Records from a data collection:
PR #180, opened 2019-06-20
🐛 Add specifc CSV error msg when data is empty

eliascodes:
#### Changes
- Check if download failed before data is empty, and display message if so
- Add test on this case

Fixes #178

PR #184, opened 2019-06-20
🐛 Error msg persistence

### LINKED ISSUE #177: 🐛 Persistent csv error message
>Steps: Browse to the Activity table. 
Change the date filter to a range where there is no data - eg. 19/06/2019-19/06/2019 
Click the Download Csv button
Observe the error message - Download: There was a problem downloading your data
Change the filter to another date range WITH data.
Actual: Error message persists and does not disappear
Expected: Error message disappears

eliascodes:
Merge #180 first

### Changes
- Remove 'Download' error message everytime `error`, `fromDate` or `toDate` changes
- Extract `setError` operation to top-level component to avoid passing state setters directly to children

Fixes #177 

NOTE: There is perhaps a concept her calling for a hook called something like `useStateUnless` which sets something in state unless a given condition is satisfied, at which point that value is unset. The API didn't immediately come to me though, so I figured I'd leave it. Something to think about maybe though.


astroash:
@eliascodes see #185 for a potentially simpler fix

astroash:
superseded by #185

PR #185, opened 2019-06-21
🐛 use custom hook to ensure error messages are cleared

### LINKED ISSUE #177: 🐛 Persistent csv error message

### LINKED ISSUE #187: Un-expressed/un-enforced dependency between chart/legend data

→ **Task to carry out**
Without leaving anything out, repeat every entry shown above.

→ **Written answer**
PR #180, opened 2019-06-20
🐛 Add specifc CSV error msg when data is empty

eliascodes:
#### Changes
- Check if download failed before data is empty, and display message if so
- Add test on this case

Fixes #178

PR #184, opened 2019-06-20
🐛 Error msg persistence

### LINKED ISSUE #177: 🐛 Persistent csv error message
>Steps: Browse to the Activity table. 
Change the date filter to a range where there is no data - eg. 19/06/2019-19/06/2019 
Click the Download Csv button
Observe the error message - Download: There was a problem downloading your data
Change the filter to another date range WITH data.
Actual: Error message persists and does not disappear
Expected: Error message disappears

eliascodes:
Merge #180 first

### Changes
- Remove 'Download' error message everytime `error`, `fromDate` or `toDate` changes
- Extract `setError` operation to top-level component to avoid passing state setters directly to children

Fixes #177 

NOTE: There is perhaps a concept her calling for a hook called something like `useStateUnless` which sets something in state unless a given condition is satisfied, at which point that value is unset. The API didn't immediately come to me though, so I figured I'd leave it. Something to think about maybe though.


astroash:
@eliascodes see #185 for a potentially simpler fix

astroash:
superseded by #185

PR #185, opened 2019-06-21
🐛 use custom hook to ensure error messages are cleared

### LINKED ISSUE #177: 🐛 Persistent csv error message

### LINKED ISSUE #187: Un-expressed/un-enforced dependency between chart/legend data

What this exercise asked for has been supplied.